[Data records]

PR #4009, opened 2021-12-06
 Improved performance on `focusAnnotations` RPC event

esanzgar:
Instead of looping through _all_ the annotations to toggle the
highlight, we target specifically the two subsets that we are interested
on:
    
* the previously focus annotations: to turn the highlight off
* the new focused annotations: to turn the highlights on.


esanzgar:
We have decided to postpone these improvements for later.

PR #4010, opened 2021-12-06
Improved performance on `deleteAnnotation` RPC event

esanzgar:
This is a minor improvement. Instead of looping through _all_ the
annotations to check if we need to remove the highlights, we access this
subset of annotations directly, remove the highlights, delete them from
the `Guest#_annotation` map and use the reminder annotations to notify
the `Sidebar` via `anchorsChanged`.


esanzgar:
Let's postpone these changes for later.

esanzgar:
Let's postpone these changes for later.

Issue #4011, opened 2021-12-06
Guests in file:// or other opaque origins cannot connect to sidebar


robertknight:
When a guest frame is loaded from a file:// URL or some other [opaque origin](https://html.spec.whatwg.org/multipage/origin.html#concept-origin) and sends a request to the host frame for a guest <-> sidebar connection, `PortProvider#listen` will receive a `MessageEvent` whose `origin` is the _string_ "null". This string is not a legal argument to `window.postMessage`, so an error occurs when PortProvider attempts to send the port back to the guest using `source.postMessage(data, event.origin)`.

Related Slack thread: https://hypothes-is.slack.com/archives/C2BLQDKHA/p1638812510038200

One possible solution would be to special case handling of opaque origins using `source.postMessage(data, event.origin === null ? '*' : event.origin)`. Another might be to always allow any origin for certain types of source frame (eg. guests).

mattdricker:
This is the original user report: https://app.hubspot.com/contacts/6291320/ticket/690271618/

Example local HTML files attached to that ticket.

PR #4012, opened 2021-12-07
Handle port requests from guests with opaque origins

robertknight:
When a guest frame with an opaque origin, such as file:// URL or a sandboxed iframe, sends a request for a port to the host frame, the `event.origin` value will be the string "null". This is not a legal value for the `targetOrigin` argument to `postMessage`, so we need to remap it to "*" (any origin).

Related to this, I checked all of the other `window.postMessage` calls in the app and they either already use a wildcard value for `targetOrigin` or are used in a context where I think we can reasonably assume that the target can't be an opaque origin (eg. LMS frontend).

Fixes https://github.com/hypothesis/client/issues/4011.

### DIFF
--- a/src/shared/port-provider.js
+++ b/src/shared/port-provider.js
@@ -192,7 +192,16 @@ export class PortProvider {
           : new MessageChannel();
 
       const message = { frame1, frame2, type: 'offer' };
-      source.postMessage(message, origin, [messageChannel.port1]);
+
+      // If the source window has an opaque origin [1], `event.origin` will be
+      // the string "null". This is not a legal value for the `targetOrigin`
+      // parameter to `postMessage`, so remap it to "*".
+      //
+      // [1] https://html.spec.whatwg.org/multipage/origin.html#origin.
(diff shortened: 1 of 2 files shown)


esanzgar (approved):

esanzgar:
As a follow up, maybe you could convert the iframe to a sandbox type in this scenario http://localhost:3000/document/cross-origin-iframe.

robertknight:
I rebase this branch directly on master, so that it isn't dependent on the work to add additional error reporting to PortProvider.

> As a follow up, maybe you could convert the iframe to a sandbox type in this scenario http://localhost:3000/document/cross-origin-iframe so we can test more easily this case.

I think we should probably add a separate test case for this, since having a non-sandboxed iframe is probably a more common scenario for cross-origin frames.

robertknight:
I'm not sure why GitHub CI hasn't run, and unfortunately I can't see an option to re-run it manually. This might have been to do with the change of base branch. However Jenkins CI passed and I've re-run `make sure` locally. On that basis I'm going to treat this as having passed CI.

PR #4146, opened 2022-01-24
Remove obsolete reference to `__hypothesis` global

robertknight:
The `hasHypothesis` function always returned false because it relied on a global
variable that no longer exists. The fact that it was broken didn't cause
noticeable problems because the client's boot script also has a check for
whether Hypothesis is already injected.

Replace the broken check with a working one that corresponds to the nearby
`injectHypothesis` function.

### DIFF
--- a/src/annotator/hypothesis-injector.js
+++ b/src/annotator/hypothesis-injector.js
@@ -85,13 +85,13 @@ export class HypothesisInjector {
 }
 
 /**
- * Check if the Hypothesis client has already been injected into an iframe
+ * Check if the client was added to a frame by {@link injectHypothesis}.
  *
  * @param {HTMLIFrameElement} iframe
  */
 function hasHypothesis(iframe) {
-  const iframeWindow = /** @type {Window} */ (iframe.contentWindow);
-  return '__hypothesis' in iframeWindow;
+  const iframeDocument = /** @type {Document} */ (iframe.contentDocument);
+  return iframeDocument.querySelector('script.js-hypothesis-config') !== null;
 }
 
 /**
--- a/src/annotator/test/integration/hypothesis-injector-test.js
+++ b/src/annotator/test/integration/hypothesis-injector-test.js
@@ -155,7 +155,11 @@ describe('HypothesisInjector integration test', () => {
 
   it('excludes injection from already injected iframes', async () => {
     const iframe = createAnnotatableIFrame();
-    iframe.contentWindow.eval('window.__hypothesis = {}');
+
+    // Add a client config in the same way as the injector.
+    const configScript = document.createElement('script');
+    configScript.className = 'js-hypothesis-config';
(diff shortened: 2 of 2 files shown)


src/annotator/hypothesis-injector.js
```diff
@@ -85,13 +85,13 @@ export class HypothesisInjector {
...
 /**
- * Check if the Hypothesis client has already been injected into an iframe
+ * Check if the client was added to a frame by {@link injectHypothesis}.
  *
  * @param {HTMLIFrameElement} iframe
  */
 function hasHypothesis(iframe) {
-  const iframeWindow = /** @type {Window} */ (iframe.contentWindow);
-  return '__hypothesis' in iframeWindow;
+  const iframeDocument = /** @type {Document} */ (iframe.contentDocument);
```
esanzgar, line 93: This will raise an error if accessing a cross-origin frame.

src/annotator/hypothesis-injector.js
```diff
@@ -85,13 +85,13 @@ export class HypothesisInjector {
...
+  return iframeDocument.querySelector('script.js-hypothesis-config') !== null;
```
esanzgar, line 94: Strictly, Hypothesis client could be injected without the need of a configuration (default values), isn't?

Wouldn't be better to check for the boot script?

esanzgar (commented):
I had a query for you.

src/annotator/hypothesis-injector.js
esanzgar: The problem with the boot script is that it can have several names:

* `.../build/boots.js`
* `https://cdn.hypothes.is/hypothesis`

esanzgar: An alternative suggestion: check for `link[type="application/annotator+html"][rel="sidebar"]`. This element is created just before the boot script executes. We use this link to destroy the application (see 'src/annotator/index`), so maybe it is also good as a check if the application has started. It also is specific enought.

src/annotator/hypothesis-injector.js
robertknight: In the context `hasHypothesis` is used, the `injectClient` method, it is specified that a prerequisite is for the frame to be same-origin. An option would be to simply mention this requirement in the docs.

src/annotator/hypothesis-injector.js
robertknight: > This element is created just before the boot script executes. 

This element is created _by_ the boot script. I think this would be a good suggestion except that it leads to a race condition - `hasHypothesis` will return true immediately after the boot script is injected. This is why the code currently looks for the configuration that is injected prior to the boot script. It is true that the client can be injected without any configuration, but in that case it will function as a host frame rather than a guest only frame.

esanzgar (approved):
👍🏼

PR #4168, opened 2022-01-31
Remove a reference to `Bridge` and strengthen type

esanzgar:
1. Remove a reference to the defunct class `Bridge`.

2. Make the type of `OnMethod` and `CallMethod` the union of all allowed
   RPC event names, instead of a generic string.


esanzgar:
@robertknight, has suggested to keep `PortRPC` generic and not bound to only events in the client.

PR #4175, opened 2022-02-03
Add built-in "connect" and "close" events to PortRPC

robertknight:
Add two built-in events to PortRPC which are dispatched when PortRPC connects to
a port and when it is destroyed or the containing frame is unloaded. These
events can be used in the counterpart PortRPC to confirm that the sender has
successfully received and connected to the port, and to get notified when the
port goes away.

Sending the `close` event in the context of a window unloading in Safari
<= 15 requires a workaround that involves registering a handler in the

[/Data records]

#### Problem description
The material above is to be transcribed in full, exactly as it appears.

#### Solution below
PR #4009, opened 2021-12-06
 Improved performance on `focusAnnotations` RPC event

esanzgar:
Instead of looping through _all_ the annotations to toggle the
highlight, we target specifically the two subsets that we are interested
on:
    
* the previously focus annotations: to turn the highlight off
* the new focused annotations: to turn the highlights on.


esanzgar:
We have decided to postpone these improvements for later.

PR #4010, opened 2021-12-06
Improved performance on `deleteAnnotation` RPC event

esanzgar:
This is a minor improvement. Instead of looping through _all_ the
annotations to check if we need to remove the highlights, we access this
subset of annotations directly, remove the highlights, delete them from
the `Guest#_annotation` map and use the reminder annotations to notify
the `Sidebar` via `anchorsChanged`.


esanzgar:
Let's postpone these changes for later.

esanzgar:
Let's postpone these changes for later.

Issue #4011, opened 2021-12-06
Guests in file:// or other opaque origins cannot connect to sidebar


robertknight:
When a guest frame is loaded from a file:// URL or some other [opaque origin](https://html.spec.whatwg.org/multipage/origin.html#concept-origin) and sends a request to the host frame for a guest <-> sidebar connection, `PortProvider#listen` will receive a `MessageEvent` whose `origin` is the _string_ "null". This string is not a legal argument to `window.postMessage`, so an error occurs when PortProvider attempts to send the port back to the guest using `source.postMessage(data, event.origin)`.

Related Slack thread: https://hypothes-is.slack.com/archives/C2BLQDKHA/p1638812510038200

One possible solution would be to special case handling of opaque origins using `source.postMessage(data, event.origin === null ? '*' : event.origin)`. Another might be to always allow any origin for certain types of source frame (eg. guests).

mattdricker:
This is the original user report: https://app.hubspot.com/contacts/6291320/ticket/690271618/

Example local HTML files attached to that ticket.

PR #4012, opened 2021-12-07
Handle port requests from guests with opaque origins

robertknight:
When a guest frame with an opaque origin, such as file:// URL or a sandboxed iframe, sends a request for a port to the host frame, the `event.origin` value will be the string "null". This is not a legal value for the `targetOrigin` argument to `postMessage`, so we need to remap it to "*" (any origin).

Related to this, I checked all of the other `window.postMessage` calls in the app and they either already use a wildcard value for `targetOrigin` or are used in a context where I think we can reasonably assume that the target can't be an opaque origin (eg. LMS frontend).

Fixes https://github.com/hypothesis/client/issues/4011.

### DIFF
--- a/src/shared/port-provider.js
+++ b/src/shared/port-provider.js
@@ -192,7 +192,16 @@ export class PortProvider {
           : new MessageChannel();
 
       const message = { frame1, frame2, type: 'offer' };
-      source.postMessage(message, origin, [messageChannel.port1]);
+
+      // If the source window has an opaque origin [1], `event.origin` will be
+      // the string "null". This is not a legal value for the `targetOrigin`
+      // parameter to `postMessage`, so remap it to "*".
+      //
+      // [1] https://html.spec.whatwg.org/multipage/origin.html#origin.
(diff shortened: 1 of 2 files shown)


esanzgar (approved):

esanzgar:
As a follow up, maybe you could convert the iframe to a sandbox type in this scenario http://localhost:3000/document/cross-origin-iframe.

robertknight:
I rebase this branch directly on master, so that it isn't dependent on the work to add additional error reporting to PortProvider.

> As a follow up, maybe you could convert the iframe to a sandbox type in this scenario http://localhost:3000/document/cross-origin-iframe so we can test more easily this case.

I think we should probably add a separate test case for this, since having a non-sandboxed iframe is probably a more common scenario for cross-origin frames.

robertknight:
I'm not sure why GitHub CI hasn't run, and unfortunately I can't see an option to re-run it manually. This might have been to do with the change of base branch. However Jenkins CI passed and I've re-run `make sure` locally. On that basis I'm going to treat this as having passed CI.

PR #4146, opened 2022-01-24
Remove obsolete reference to `__hypothesis` global

robertknight:
The `hasHypothesis` function always returned false because it relied on a global
variable that no longer exists. The fact that it was broken didn't cause
noticeable problems because the client's boot script also has a check for
whether Hypothesis is already injected.

Replace the broken check with a working one that corresponds to the nearby
`injectHypothesis` function.

### DIFF
--- a/src/annotator/hypothesis-injector.js
+++ b/src/annotator/hypothesis-injector.js
@@ -85,13 +85,13 @@ export class HypothesisInjector {
 }
 
 /**
- * Check if the Hypothesis client has already been injected into an iframe
+ * Check if the client was added to a frame by {@link injectHypothesis}.
  *
  * @param {HTMLIFrameElement} iframe
  */
 function hasHypothesis(iframe) {
-  const iframeWindow = /** @type {Window} */ (iframe.contentWindow);
-  return '__hypothesis' in iframeWindow;
+  const iframeDocument = /** @type {Document} */ (iframe.contentDocument);
+  return iframeDocument.querySelector('script.js-hypothesis-config') !== null;
 }
 
 /**
--- a/src/annotator/test/integration/hypothesis-injector-test.js
+++ b/src/annotator/test/integration/hypothesis-injector-test.js
@@ -155,7 +155,11 @@ describe('HypothesisInjector integration test', () => {
 
   it('excludes injection from already injected iframes', async () => {
     const iframe = createAnnotatableIFrame();
-    iframe.contentWindow.eval('window.__hypothesis = {}');
+
+    // Add a client config in the same way as the injector.
+    const configScript = document.createElement('script');
+    configScript.className = 'js-hypothesis-config';
(diff shortened: 2 of 2 files shown)


src/annotator/hypothesis-injector.js
```diff
@@ -85,13 +85,13 @@ export class HypothesisInjector {
...
 /**
- * Check if the Hypothesis client has already been injected into an iframe
+ * Check if the client was added to a frame by {@link injectHypothesis}.
  *
  * @param {HTMLIFrameElement} iframe
  */
 function hasHypothesis(iframe) {
-  const iframeWindow = /** @type {Window} */ (iframe.contentWindow);
-  return '__hypothesis' in iframeWindow;
+  const iframeDocument = /** @type {Document} */ (iframe.contentDocument);
```
esanzgar, line 93: This will raise an error if accessing a cross-origin frame.

src/annotator/hypothesis-injector.js
```diff
@@ -85,13 +85,13 @@ export class HypothesisInjector {
...
+  return iframeDocument.querySelector('script.js-hypothesis-config') !== null;
```
esanzgar, line 94: Strictly, Hypothesis client could be injected without the need of a configuration (default values), isn't?

Wouldn't be better to check for the boot script?

esanzgar (commented):
I had a query for you.

src/annotator/hypothesis-injector.js
esanzgar: The problem with the boot script is that it can have several names:

* `.../build/boots.js`
* `https://cdn.hypothes.is/hypothesis`

esanzgar: An alternative suggestion: check for `link[type="application/annotator+html"][rel="sidebar"]`. This element is created just before the boot script executes. We use this link to destroy the application (see 'src/annotator/index`), so maybe it is also good as a check if the application has started. It also is specific enought.

src/annotator/hypothesis-injector.js
robertknight: In the context `hasHypothesis` is used, the `injectClient` method, it is specified that a prerequisite is for the frame to be same-origin. An option would be to simply mention this requirement in the docs.

src/annotator/hypothesis-injector.js
robertknight: > This element is created just before the boot script executes. 

This element is created _by_ the boot script. I think this would be a good suggestion except that it leads to a race condition - `hasHypothesis` will return true immediately after the boot script is injected. This is why the code currently looks for the configuration that is injected prior to the boot script. It is true that the client can be injected without any configuration, but in that case it will function as a host frame rather than a guest only frame.

esanzgar (approved):
👍🏼

PR #4168, opened 2022-01-31
Remove a reference to `Bridge` and strengthen type

esanzgar:
1. Remove a reference to the defunct class `Bridge`.

2. Make the type of `OnMethod` and `CallMethod` the union of all allowed
   RPC event names, instead of a generic string.


esanzgar:
@robertknight, has suggested to keep `PortRPC` generic and not bound to only events in the client.

PR #4175, opened 2022-02-03
Add built-in "connect" and "close" events to PortRPC

robertknight:
Add two built-in events to PortRPC which are dispatched when PortRPC connects to
a port and when it is destroyed or the containing frame is unloaded. These
events can be used in the counterpart PortRPC to confirm that the sender has
successfully received and connected to the port, and to get notified when the
port goes away.

Sending the `close` event in the context of a window unloading in Safari
<= 15 requires a workaround that involves registering a handler in the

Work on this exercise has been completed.